Prime Highlights
- The eurozone ended 2025 with a €12.6 bn goods trade surplus in December, driven by steady export growth.
- Strong exports and improved energy conditions helped maintain the bloc’s sizeable external position throughout the year.
Key Facts
- December exports reached €234 bn, up 3.4% year-on-year, while imports rose 4.2% to €221.3 bn, resulting in a monthly trade surplus.
- For the full year 2025, the eurozone recorded a €164.6 bn trade surplus, with total exports of €2.94 tn and imports of €2.77 tn.
Background
The eurozone ended 2025 on a positive note, posting a €12.6bn surplus in goods trade with the rest of the world in December, as steady export growth highlighted the bloc’s external strength, according to figures from Eurostat.
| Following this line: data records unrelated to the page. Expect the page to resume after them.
PR #278, opened 2016-05-25
Add tests for kernelspec handling

lgeiger:


rgbkrk:
Rekicking your build just in case.

lgeiger:
It looks it timed out: https://github.com/nteract/hydrogen/blob/master/spec/hydrogen-spec.coffee#L69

Exports reached €234bn in December, up 3.4% from a year earlier, while imports rose 4.2% to €221.3bn. Although the monthly surplus fell slightly from December 2024, European exporters maintained strong global demand.
For the full year, the eurozone earned a solid €164.6 bn trade surplus, just below €168.9 bn in 2024. Annual exports rose 2.4% to €2.94 tn, while imports grew 2.7% to €2.77 tn, showing healthy trade and steady external demand. Trade within the euro area also expanded, with intra-bloc exchanges rising 2% to €2.63tn.
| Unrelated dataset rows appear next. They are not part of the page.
Issue #287, opened 2016-06-07
Connect to local "remote" existing kernel (for Docker)


tiangolo:
It would be great to have a way to make Hydrogen connect to an existing local Kernel using an existing connection file, like in:

`jupyter console --existing /home/user/test-docker-python/tmp/kernel/kernel-000.json`

This would allow developing in a Docker container with all its dependencies but having autocompletion, code run, etc.

With that, it would be possible to start a Docker container with all of its dependencies installed, mounting a volume to a local directory and starting the IPython kernel (from within the container) with the file in that directory. And then running the code from Atom using that Kernel.

Of course, this would leave to the user starting the Kernel the creation of the connection file, etc. And also every security concerns would be up to the user. But having a local Docker environment there wouldn't be any security concerns.

slavaGanzin:
@tiangolo try 
``` jupyter kernelspec list ``` or ``` iptyhon kernelspec list```
You'll see something like this:
```
Available kernels:
  coffeescript       /home/vganzin/.local/share/jupyter/kernels/coffeescript
  javascript         /home/vganzin/.local/share/jupyter/kernels/javascript
  python2-optirun    /home/vganzin/.local/share/jupyter/kernels/python2-optirun
  python2            /usr/local/share/jupyter/kernels/python2
  python3            /usr/local/share/jupyter/kernels/python3

```

just make a symlink to one of this folders like:

```
ln -s /home/user/test-docker-python/tmp/kernel/kernel-000.json /home/user/.local/share/jupyter/kernels/kernel.json

```

And trigger 'hydrogen update kernels' it should work

**Comment by tiangolo** [comment]
Thanks @slavaGanzin for the tip.

Here's what happens.

When I run:

```
$ jupyter kernelspec list
```

I get:

```
Available kernels:
  python2    /home/user/miniconda2/lib/python2.7/site-packages/ipykernel/resources
```

(I'm using miniconda / Anaconda Python).

But that folder has no contents (just two images):

```
$ ls /home/user/miniconda2/lib/python2.7/site-packages/ipykernel/resources 
logo-32x32.png  logo-64x64.png
```

Nevertheless, it seems that [recently the location has moved](http://stackoverflow.com/a/36433438), and to get it is with:

```
$ jupyter --runtime-dir
/run/user/1000/jupyter
```

And inside it is the kernel connection file:

```
ls /run/user/1000/jupyter/       
kernel-16604.json
```

[...]

PR #295, opened 2016-06-13
Custom kernel connection file

tiangolo:
Allow using a custom kernel connection file from inside the project directory, it looks for `./hydrogen/kernel/hydrogen-kernel.json` inside the project and uses it as the kernel connection.

This would presumably solve #287, allowing the development using a kernel inside a Docker container.

The `README.md` is also updated including a thorough but simple recipe to test it with Docker.

I think @slavaGanzin and @lgeiger may want to test it out.

### DIFF
--- a/README.md
+++ b/README.md
@@ -19,6 +19,7 @@ Hydrogen was inspired by Bret Victor's ideas about the power of instantaneous fe
 - code can be inspected to show useful information provided by the running kernel
 - one kernel per language (so you can run snippets from several files, all in the same namespace)
 - interrupt or restart the kernel if anything goes wrong
+- use a custom kernel connection (for example to run code inside Docker), read more in the "Custom kernel connection (inside Docker)" section
 
 <!-- <img src="http://i.imgur.com/KiHQFO4.png?1" width=300> -->
 
@@ -160,6 +161,94 @@ Hydrogen implements the [messaging protocol](http://ipython.org/ipython-doc/stab
 ## Jank
 
 - In order to have access to your `$PATH` to find where IPython and other binaries are, Atom has to be launched from the command line with `atom <location>`. If you launch Atom as an app, this package won't work.
+
+
+## Custom kernel connection (inside Docker)
+
+You can use a custom kernel connection file to connect to a previously created kernel.
+
+For example, you can run a kernel inside a Docker container and make Hydrogen connect to it automatically. If you are using Docker this would allow you to develop from Atom but with all the dependencies, autocompletion, environment, etc of a Docker container.
+
+Hydrogen will look for a kernel JSON connection file under `./hydrogen/kernel/hydrogen-kernel.json` inside your project. If that file exists, Hydrogen will try to connect to the kernel specified by that connection file.
+
+Here's a simple recipe for doing and testing that with Python:
+
+* In your project directory, create a `Dockerfile` with:
+
+```
+FROM python:2.7
+
+RUN pip install markdown
+
+RUN pip install ipykernel
+RUN echo "alias hydrokernel='python -m ipykernel "'--ip=$(hostname -I)'" -f /tmp/kernel/hydrogen-kernel.json'" >> /etc/bash.bashrc
+```
+
+You will test using the Python package `markdown` from inside the Docker container in your local Atom editor, with autocompletion, etc.
+
+The last two lines are the only (temporal) addition to your `Dockerfile` that will allow you to develop locally using the remote Python kernel. If you already have a Python project with a `Dockerfile` you only need to copy those 2 lines and add them to it:
+
+```
+RUN pip install ipykernel
+RUN echo "alias hydrokernel='python -m ipykernel "'--ip=$(hostname -I)'" -f /tmp/kernel/hydrogen-kernel.json'" >> /etc/bash.bashrc
+```
+
+The first of those two lines will install the Python package `ipykernel`, which is the only requisite to run the remote Python kernel.
+
+The second line creates a handy shortcut named `hydrokernel` to run a Python kernel that listens on the container's IP address and writes the connection file to `/tmp/kernel/hydrogen-kernel.json`.
+
+* Build your container with:
+
+```
+docker build -t python-docker .
+```
+
+* Run your container mounting a volume that maps `./hydrogen/kernel/` in your local project directory to `/tmp/kernel/` in your container. That's the trick that will allow Hydrogen to connect to the kernel running inside your container automatically. It's probably better to run it with the command `bash` and start the kernel manually, so that you can restart it if you need to (or if it dies).
+
+```
+docker run -it --name python-docker -v $(pwd)/hydrogen/kernel:/tmp/kernel python-docker bash
+```
+
+* Next, you just have to call the alias command we created in the `Dockerfile`, that will start the kernel with all the parameters needed:
+
+```
+hydrokernel
+```
+
+* You will see an output similar to:
+
+```
+root@24ae5d04ef3c:/# hydrokernel
+NOTE: When using the `ipython kernel` entry point, Ctrl-C will not work.
+
+To exit, you will have to explicitly quit this process, by either sending
+"quit" from a client, or using Ctrl-\ in UNIX-like environments.
+
+To read more about this, see https://github.com/ipython/ipython/issues/2049
+
+
+To connect another client to this kernel, use:
+    --existing /tmp/kernel/hydrogen-kernel.json
+```
+
+* And you will see that a file was created in `./hydrogen/kernel/hydrogen-kernel.json` inside your project directory.
+
+* Now you can create a file `test.py` with:
+
+```
+import markdown
+markdown.version
+```
+
+* Select the contents and run them with Hydrogen ("`cmd-shift-P`" and "`Hydrogen: run`").
+
+* You will see the inline execution and output that just ran from your kernel, even if you don't have the Python package `mardown` installed locally, because it's running inside your container.
+
+```
+import markdown [✓]
+markdown.version ['2.6.6']
+```
+
 
 
 ## Why "Hydrogen"?
--- a/README.md
+++ b/README.md
@@ -169,7 +169,7 @@ You can use a custom kernel connection file to connect to a previously created k
 
 For example, you can run a kernel inside a Docker container and make Hydrogen connect to it automatically. If you are using Docker this would allow you to develop from Atom but with all the dependencies, autocompletion, environment, etc of a Docker container.
 
-Hydrogen will look for a kernel JSON connection file under `./hydrogen/kernel/hydrogen-kernel.json` inside your project. If that file exists, Hydrogen will try to connect to the kernel specified by that connection file.
+Hydrogen will look for a kernel JSON connection file under `./hydrogen/connection.json` inside your project. If that file exists, Hydrogen will try to connect to the kernel specified by that connection file.
 
 Here's a simple recipe for doing and testing that with Python:
 
@@ -181,7 +181,7 @@ FROM python:2.7
 RUN pip install markdown
 
 RUN pip install ipykernel
-RUN echo "alias hydrokernel='python -m ipykernel "'--ip=$(hostname -I)'" -f /tmp/kernel/hydrogen-kernel.json'" >> /etc/bash.bashrc
+RUN echo "alias hydrokernel='python -m ipykernel "'--ip=$(hostname -I)'" -f /tmp/hydrogen/connection.json'" >> /etc/bash.bashrc
 ```
 
 You will test using the Python package `markdown` from inside the Docker container in your local Atom editor, with autocompletion, etc.
@@ -190,12 +190,12 @@ The last two lines are the only (temporal) addition to your `Dockerfile` that wi
 
 ```
 RUN pip install ipykernel
-RUN echo "alias hydrokernel='python -m ipykernel "'--ip=$(hostname -I)'" -f /tmp/kernel/hydrogen-kernel.json'" >> /etc/bash.bashrc
+RUN echo "alias hydrokernel='python -m ipykernel "'--ip=$(hostname -I)'" -f /tmp/hydrogen/connection.json'" >> /etc/bash.bashrc
 ```
 
 The first of those two lines will install the Python package `ipykernel`, which is the only requisite to run the remote Python kernel.
 
-The second line creates a handy shortcut named `hydrokernel` to run a Python kernel that listens on the container's IP address and writes the connection file to `/tmp/kernel/hydrogen-kernel.json`.
+The second line creates a handy shortcut named `hydrokernel` to run a Python kernel that listens on the container's IP address and writes the connection file to `/tmp/hydrogen/connection.json`.
 
 * Build your container with:
 
@@ -203,10 +203,10 @@ The second line creates a handy shortcut named `hydrokernel` to run a Python ker
 docker build -t python-docker .
 ```
 
-* Run your container mounting a volume that maps `./hydrogen/kernel/` in your local project directory to `/tmp/kernel/` in your container. That's the trick that will allow Hydrogen to connect to the kernel running inside your container automatically. It's probably better to run it with the command `bash` and start the kernel manually, so that you can restart it if you need to (or if it dies).
+* Run your container mounting a volume that maps `./hydrogen/` in your local project directory to `/tmp/hydrogen/` in your container. That's the trick that will allow Hydrogen to connect to the kernel running inside your container automatically. It's probably better to run it with the command `bash` and start the kernel manually, so that you can restart it if you need to (or if it dies).
 
 ```
-docker run -it --name python-docker -v $(pwd)/hydrogen/kernel:/tmp/kernel python-docker bash
+docker run -it --name python-docker -v $(pwd)/hydrogen:/tmp/hydrogen python-docker bash
 ```
 
 * Next, you just have to call the alias command we created in the `Dockerfile`, that will start the kernel with all the parameters needed:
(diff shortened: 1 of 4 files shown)


README.md
```diff
@@ -162,6 +163,94 @@ Hydrogen implements the [messaging protocol](http://ipython.org/ipython-doc/stab
...
+RUN echo "alias hydrokernel='python -m ipykernel "'--ip=$(hostname -I)'" -f /tmp/kernel/hydrogen-kernel.json'" >> /etc/bash.bashrc
+```
+
+You will test using the Python package `markdown` from inside the Docker container in your local Atom editor, with autocompletion, etc.
+
+The last two lines are the only (temporal) addition to your `Dockerfile` that will allow you to develop locally using the remote Python kernel. If you already have a Python project with a `Dockerfile` you only need to copy those 2 lines and add them to it:
+
+```
+RUN pip install ipykernel
+RUN echo "alias hydrokernel='python -m ipykernel "'--ip=$(hostname -I)'" -f /tmp/kernel/hydrogen-kernel.json'" >> /etc/bash.bashrc
```
n-riesco: Clever use of single and double quotes!

Wouldn't it make more sense to run the command `python -m ipykernel --ip=$(hostname -I) -f /tmp/kernel/hydrogen-kernel.json` from .bashrc rather than define an alias.

lib/config-manager.coffee
```diff
@@ -9,18 +9,31 @@ module.exports = ConfigManager =
...
-                throw e
-        filename = 'kernel-' + uuid.v4() + '.json'
-        portfinder.findMany 5, (ports) =>
-            config = @buildConfiguration ports
-            configString = JSON.stringify config
-            filepath = path.join(@fileStoragePath, filename)
-            fs.writeFileSync filepath, configString
-            onCompleted filepath, config
+        customKernelConnectionPath = path.join atom.project.rootDirectories[0].path, 'hydrogen', 'kernel', 'hydrogen-kernel.json'
+        fs.access customKernelConnectionPath, (err) =>
```
n-riesco: Why not `fs.readFile customKernelConnectionPath, 'utf8', (err, data) ->`?

lib/kernel-manager.coffee
```diff
@@ -149,8 +149,8 @@ module.exports = KernelManager =
 
         kernelSpec.grammarLanguage = grammarLanguage
 
-        ConfigManager.writeConfigFile (filepath, config) =>
-            kernel = new Kernel kernelSpec, grammar, config, filepath
+        ConfigManager.writeConfigFile (filepath, config, onlyConnect = false) =>
```
n-riesco: I think the functionality checking for `customKernelConnectionPath` belongs to `KernelManager`.

`ConfigManager.writeConfigFile` should only be called when a config file is written.

n-riesco:
I've tested this PR and works for me.

I like the idea of introducing a hydrogen folder per project.

I'm not sure about `./hydrogen/kernel/hydrogen-kernel.json`:
- unnecessary stutter ('./**hydrogen**/kernel/**hydrogen**-kernel.json' and './hydrogen/**kernel**/hydrogen-**kernel**.json')
- `hydrogen-kernel.json` is a bit of a misnomer (which jupyter also uses)

If we were to use `./hydrogen/connection.json` in this PR, we could have another PR with `./hydrogen/kernel.json` for custom kernels.

The main changes I'd like to see in this PR are:
- [ ] Move the functionality in this PR from `ConfigManager` to `KernelManager`
- [ ] Change the path from `./hydrogen/kernel/hydrogen-kernel.json` to `./hydrogen/connection.json`

lib/config-manager.coffee
```diff
@@ -9,18 +9,31 @@ module.exports = ConfigManager =
...
+                    fs.writeFileSync filepath, configString
+                    console.log "Creating kernel connection: ", filepath
+                    onCompleted filepath, config
+            else
+                fs.readFile customKernelConnectionPath, 'utf8', (err, data) ->
+                    unless err?
+                        config = JSON.parse data
+                        console.log "Using custom kernel connection: ", customKernelConnectionPath
+                        atom.notifications.addInfo 'Custom kernel connection:',
+                            detail: "Make sure to manually start the custom kernel that serves the connection in #{customKernelConnectionPath}", dismissable: true
```
n-riesco: I would remove this notification.
After a few times, it becomes tiring to have to dismiss this notification.

slavaGanzin: remove ```dissmissable: true``` and it will dissmiss automatically

tiangolo:
Thanks for the feedback! I'll work on it.

lib/config-manager.coffee
tiangolo: Would you like me to completely remove the notification or make it auto-dismiss (removing the `dismissabe: true`)?

n-riesco: On 14/06/16 14:10, Sebastián Ramírez wrote:
> Would you like me to completely remove the notification or make it auto-dismiss (removing the |dismissabe: true|)?

I don't think the notification is necessary, because the connection file is created when the custom kernel is launched.

n-riesco:
@tiangolo Before you work on it, let's hear what @lgeiger @rgbkrk @willwhitney think about introducing a hydrogen folder per project.

willwhitney:
Seems reasonable to me as long as it's opt-in (e.g., running some code with Hydrogen should not create this folder). But giving people a simple per-project way to specify kernels (and maybe other things in the future) seems like a win.

willwhitney:
Good work @tiangolo! In particular thanks for taking the time to update the readme.

And thanks @n-riesco for the quality reviewing as always!

lgeiger:
👍 👍 👍  from me! Thanks for your great work!

I like the idea of using `./hydrogen/connection.json` for this.

rgbkrk:
Since it's opt-in, I'm fine with that. It does seem odd to me that we're not using the jupyter configuration or runtime folders in general though.

n-riesco:
@rgbkrk Is there a Jupyter runtime folder for connection files?

rgbkrk:
Yup, it's at `~/Library/Jupyter/runtime/` on OS X. If using `jupyter-paths`, you can get it via `require('jupyter-paths').runtimeDir()`.

tiangolo:
Great! Thanks everyone for your feedback and :+1:s.

@willwhitney yes, it's opt in and doesn't create directories. Actually, Hydrogen wouldn't even create a directory in any case, the user would have to create it and put his connection file there (for example with Docker) before launching Hydrogen. That's how the user "opts in", creating a connection file under `./hydrogen/connection.json`. 

I'm glad you liked the README update! Documentation is important to me too :)

@lgeiger :D :+1: 

Yes @n-riesco, there's a directory for connection files, you can get it with: `jupyter --runtime-dir`. In my Ubuntu it is in: `/run/user/1000/jupyter`. That's where Jupyter puts the connection files of the kernels it creates directly.

@rgbkrk I agree that it's a bit strange to do not use the normal directories, but at least in the case of using Docker containers, adding the connection files in the standard location could end up "polluting" the current Jupyter space, as there might be many containers that could leave stray connection files (if the container dies, gets killed or in any case that stops before removing the connection file). I think that keeping the custom kernel inside the specific project will help isolate the environments.

And if the container stopped and left the connection file, just re-starting it and starting the kernel again will override the old connection file, keeping everything more "clean" (at least from my point of view).

tiangolo:
I think now I have all the :+1: required... 

So I'll work on it and update it with the changes asked by @n-riesco .

lib/config-manager.coffee
tiangolo: I removed it in the latest version, nevertheless, I forgot to mention why I added it.

If a user starts with a custom kernel, with the custom connection, and then triggers "Hydrogen: Restart Kernel", the shutdown signal will be sent to the external (Docker) kernel, which will stop the kernel and remove the file. And then, Hydrogen will "restart" the kernel, but as there's not a custom kernel connection anymore it will start a new, local, fresh kernel.

Using my example from the README, this will make the package `markdown` import while using the kernel container, but throw an error after restarting the kernel (using the local kernel).

I just wanted to make sure to put it here, in case you want to get the notification (auto-dismissed) back or do something else for that "corner case".

tiangolo:
@n-riesco I updated the code with the requested changes (including the README). Can you check if everything is OK?

n-riesco:
I'll check tomorrow. It's getting late here.

lib/kernel-manager.coffee
```diff
@@ -162,6 +164,23 @@ module.exports = KernelManager =
...
+            data = fs.readFileSync customKernelConnectionPath, 'utf8'
+            config = JSON.parse data
+            console.log "Using custom kernel connection: ", customKernelConnectionPath
+            kernel = new Kernel kernelSpec, grammar, config, customKernelConnectionPath, true
+            finishKernelStartup kernel
+        catch e
+            if e.code != 'ENOENT'
+                trow e
+            console.log(e)
+            ConfigManager.writeConfigFile (filepath, config, onlyConnect = false) =>
```
n-riesco: This bit is confusing because `ConfigManager.writeConfigFile` expects a callback with two arguments only (`filepath` and `config`). I think as below would be clearer:

```coffee
            ConfigManager.writeConfigFile (filepath, config) =>
                kernel = new Kernel kernelSpec, grammar, config, filepath, onlyConnect=false
                finishKernelStartup kernel
```

lib/kernel.coffee
```diff
@@ -27,61 +27,65 @@ class Kernel
...
-
-            regexp = getKernelNotificationsRegExp()
-            if regexp?.test data
-                kernelName = @kernelSpec.display_name ? @language
-                atom.notifications.addError kernelName + ' kernel:',
-                    detail: data, dismissable: true
+        if @onlyConnect
+          atom.notifications.addInfo 'Using custom kernel connection:',
+              detail: @configPath
+        unless @onlyConnect
```
n-riesco: `else` ?

lib/kernel-manager.coffee
```diff
@@ -149,9 +151,9 @@ module.exports = KernelManager =
 
         kernelSpec.grammarLanguage = grammarLanguage
 
-        ConfigManager.writeConfigFile (filepath, config, onlyConnect = false) =>
-            kernel = new Kernel kernelSpec, grammar, config, filepath, onlyConnect
+        customKernelConnectionPath = path.join atom.project.rootDirectories[0].path, 'hydrogen', 'connection.json'
 
+        finishKernelStartup = (kernel) =>
```
n-riesco: I don't think this is necessary.

CoffeeScript is smart enough to handle the scope of `kernel` (even if assigned within a try-catch block).

The CoffeeScript code below:
```coffee
try
    foo = false
catch err
    foo = true

console.log foo
```
compiles to
```javascript
var err, error, foo;

try {
  foo = false;
} catch (error) {
  err = error;
  foo = true;
}

console.log(foo);
```

n-riesco:
@tiangolo The PR is almost there! I'm looking forward to merging. It really is a very convenient way to use connection files directly.

lib/kernel-manager.coffee
tiangolo: You're right. Done.

lib/kernel.coffee
tiangolo: Right. Good catch.

lib/kernel-manager.coffee
tiangolo: The thing is that this code:

```CoffeeScript
            @_runningKernels[grammarLanguage] = kernel

            startupCode = Config.getJson('startupCode')[kernelSpec.display_name]
            if startupCode?
                console.log 'executing startup code'
                startupCode = startupCode + ' \n'
                kernel.execute startupCode

            onStarted?(kernel)
```

used to run inside this callback:

```CoffeeScript
        ConfigManager.writeConfigFile (filepath, config) =>
            kernel = new Kernel kernelSpec, grammar, config, filepath

            @_runningKernels[grammarLanguage] = kernel

            startupCode = Config.getJson('startupCode')[kernelSpec.display_name]
            if startupCode?
                console.log 'executing startup code'
                startupCode = startupCode + ' \n'
                kernel.execute startupCode

            onStarted?(kernel)
```

but now it should run either with a normal kernel (inside the callback) or with a custom kernel (called directly).

I tried first running it outside of both scopes after the `try-catch` with something like:

```CoffeeScript
            kernel = ConfigManager.writeConfigFile (filepath, config) =>
                kernel = new Kernel kernelSpec, grammar, config, filepath, onlyConnect=false
            

            @_runningKernels[grammarLanguage] = kernel
            startupCode = Config.getJson('startupCode')[kernelSpec.display_name]
            ...
```

but the value returned by `ConfigManager` is not the kernel but a `Server`, taken from the console:

```javascript
Server {domain: null, _events: Object, _eventsCount: 0, _maxListeners: undefined, _connections: 0…}
```

Digging in the final value (returns) of the callbacks I went through several callbacks in `config-manager.coffee`, `find-port.coffee` and thought that "debugging" that could lead to modifying several deep files unnecessarily while I could encapsulate that code in a function and just pass it.

Of course, there is the option of duplicating the code in both blocks, inside and outside the function, but I thought that would be a complete no-no.

Maybe I'm missing something and you can guide me...

tiangolo:
@n-riesco I made the changes you asked, and asked questions about the last one, as I can't make it work and maybe I'm missing something.

lib/kernel-manager.coffee
n-riesco: @tiangolo Oh! I missed that `finishKernelStartup` was called in the callback to `ConfigManager.writeConfigFile`. Now I understand the need for `finishKernelStartup`.

n-riesco:
@tiangolo Later today, I will test the PR once more and merge it.

Thanks a lot for this PR.

tiangolo:
Thanks @n-riesco! 

I'm glad to help... and actually, I need and will use this a lot. Once merged, Atom-Hydrogen-Docker will be my default dev setup. :smile:

n-riesco:
@tiangolo It works nicely!

@rgbkrk @willwhitney @slavaGanzin @lgeiger
Shall we make a release? v0.10.0 ?

tiangolo:
Great @n-riesco! Thanks for merging :tada: 

I hope you make a release so I can update my Atom with the new official version and more importantly, share the new functionality with some people in my team.

willwhitney:
Seems like time! @n-riesco if everything works for you, feel free to cut a release.

rgbkrk:
Welcome to nteract, @tiangolo!

tiangolo:
Oh! Thanks @rgbkrk! That's cool :D :tada:

jdavidheiser:
This looks pretty great - will it work with remote kernels that are behind jupyterhub?

n-riesco:
@jdavidheiser Do you know where jupyterhub stores the connection files?

tiangolo:
@jdavidheiser I haven't used Jupyterhub, but giving a quick look at its docs, here's what it probably does:

Once a user connects to Jupyterhub, it creates a Jupyter server for that user, and that server creates kernels and the connection files for those kernels. And then it starts (web) notebooks connected to each of those kernels for that user. As I understand, it creates a separate server for each user.

---

Here's what would be needed to do for it to work (somehow, I don't know if Jupyterhub already has configurations for this):

Once the user's Jupyter server inside Jupyterhub creates a kernel, before starting a web notebook (which it probably does automatically) the user should get the connection file for that kernel and put it locally inside his project under `./hydrogen/connection.json`. As there's a server per user, I think it's probable that the kernels for that user are isolated too.

---

But there's the authentication / authorization thing, which is a big thing. Following the docs it seems Jupyterhub solves this in different ways, but the main solution is that it needs each user to have an acount (user) in that *nix server and then somehow authenticate to the *nix server (I'm not sure how each user would authenticate with his *nix credentials in the web notebook interface).

And I don't know if a direct connection to a kernel would have any authentication mechanism, I don't think so. So it would probably be needed to set it up apart from the rest.

---

What I would do is:

First, make sure it's absolutely needed to have Jupyterhub, if not, use vanilla Jupyter. Create a user account in the *nix server for each user that needs to connect (Jupyterhub already needs to do that too). Then create a Jupyter kernel with its kernel connection file in a predefined location, and listening only to local connections (localhost IP), as with:

```
python -m ipykernel --ip=127.0.0.1 -f /tmp/hydrogen/connection.json
```

Then, copy (`rsync` or `scp`) that connection file to my local project under `./hydrogen/connection.json`.

Then open the file and check the ports used, and create a SSH tunnel for each port used. Something like:

```
ssh -f user@personal-server.com -L 2000:personal-server.com:25 -N
```

Here's an [article on how this SSH tunnel works](http://www.revsys.com/writings/quicktips/ssh-tunnel.html).

For a quick and formal explanation of each parameter, [explainshell.com](http://explainshell.com/explain?cmd=ssh+-f+user%40personal-server.com+-L+2000%3Apersonal-server.com%3A25+-N).

After creating all the needed tunnels and having the connection file in place, I would try it out with Hydrogen. It should work.

If that works, then I would probably try to automate the whole thing. I don't know if it should be part or Hydrogen or more like a separate complementary script. 

If done with NodeJS I would try [tunnel-ssh](https://www.npmjs.com/package/tunnel-ssh#remap-remote-port-to-localhost) or [ssh2](https://www.npmjs.com/package/ssh2) directly and [rsync](https://www.npmjs.com/package/rsync). 

If done with Python I would try [paramiko](https://github.com/paramiko/paramiko) and or a combination of [sshtunnel](https://sshtunnel.readthedocs.io/en/latest/), [pyrsync](https://github.com/isislovecruft/pyrsync), [scp.py](https://github.com/jbardin/scp.py) and [scpclient](https://pypi.python.org/pypi/scpclient).

rgbkrk:
@minrk, @parente, and I have talked about making kernels available remotely by API (REST API first for request, websockets for the actual connection).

Seasonally adjusted data pointed to improving momentum at the end of the year. Exports increased 1.1% in December from November, outpacing the 0.6% rise in imports and lifting the adjusted surplus to €11.6bn.
Sector trends showed a shift in the composition of trade. Surpluses in chemicals, machinery, vehicles, and other manufactured goods fell, but the energy deficit shrank a lot, helping the overall balance.
The European Union maintained strong trade. In December, it had a €12.9 bn surplus, and for the whole of 2025, it had a €133.5 bn surplus, showing that EU businesses are still strong in the world market.
The data signal that the eurozone maintained a stable and sizeable external position through 2025, as strong exports and better energy conditions boosted confidence in the region’s trade.